I'd obviously have to get rid of my Apple Watch, which is a shame because I've used Google options recently and they are far, far worse in my opinion.

I'd also have to swap out the 4 HomePods (2 big, 2 mini) in the house for Google Assistant devices. Again, my wife would be upset because she could no longer AirPlay to our speakers, but if she was okay with that then this wouldn't be that big of a deal. I already have a number of Google speakers in storage, and I could get 1-2 new Nest Audios to make up the difference, which I really think are fantastic speakers in the sub-$100 market (sounds way better than the HomePod Mini to my ears).

For smart home products like lights and fans, that would be completely seamless, as everything I own already works with Google Assistant. Hell, I use a Nest Doorbell and a TV that runs Android TV, so these couple products would actually become more seamlessly integrated into the rest of the home.

Would I Do It?

Currently, no.
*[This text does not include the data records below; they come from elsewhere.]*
PR #6596, opened 2020-08-24
Fix filtering with exclusion filters if the field has a mapping.

tinagerber:
If a query was submitted with an excluding filter (e.g. -keywords=bla), the correct ListingField was not found until now, because only the field name "keywords" is known. 

Therefore fields with mapping are now duplicated and the field name and index are preceded by a minus sign, so that the fields can also be used as exclusion filters.

Jira: https://4teamwork.atlassian.net/browse/GEVER-699

## Checklist (Must have)

- [x] Changelog entry

### DIFF
--- a/docs/HISTORY.txt
+++ b/docs/HISTORY.txt
@@ -5,6 +5,7 @@ Changelog
 ---------------------
 
 - Add policy template for teamraum policies. [njohner]
+- Fix filtering with exclusion filters if the field has a mapping. [tinagerber]
 - Make the portal_url configurable through the portal_registry. [elioschmutz]
 - Include OGUID in all API content GET responses. [lgraf]
 - Extend the @config endpoint with the current inbox_folder_url. [elioschmutz]
--- a/opengever/api/solr_query_service.py
+++ b/opengever/api/solr_query_service.py
@@ -1,5 +1,6 @@
 from collective.elephantvocabulary import wrap_vocabulary
 from copy import copy
+from copy import deepcopy
 from DateTime import DateTime
 from DateTime.interfaces import DateTimeError
 from ftw.solr.converters import to_iso8601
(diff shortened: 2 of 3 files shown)


lukasgraf (changes requested):
This seems a bit backwards to me, to be honest.
Instead of populating `FIELDS_WITH_MAPPING` with double the number of fields, half of them "fake" fields that don't really exist, shouldn't the code be fixed in those places where the field lookup happens, to remove any operators like `-` from the field name before the lookup happens?

elioschmutz:
@lukasgraf I discussed this with @tinagerber 

The problem here is, that the `FIELDS_WITH_MAPPING` contains instances of `ListingField`. It's not enough to just lookup it without `-`. We have to know in the ListingFiled-Instance, if it's negated or not because we need this information later for the request. Adding a property, i.e. `negate` to the `ListingField` would not work because it would update it for all fields with the same name. The instances are made at boot-time, so they're shared between all requests.

Duplicate the fields with a negated name and index seemed to be the best way to solve this problem.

I technically could if I had to, but my life is both easier and better today by using an iPhone. While the list above has a bunch of side-effects, I think the more painful ones would be:

  1. Inconveniencing my wife
  2. iMessage is core to my communication and would be a tough change
  3. AirDrop helps me be more productive between my devices, and losing it would reduce my efficiency quite a bit
  4. Double-paying for services to Apple and Google

I have no intention of changing anytime soon, but I think it's good sometimes to think about what it would look like if you suddenly had to change platforms.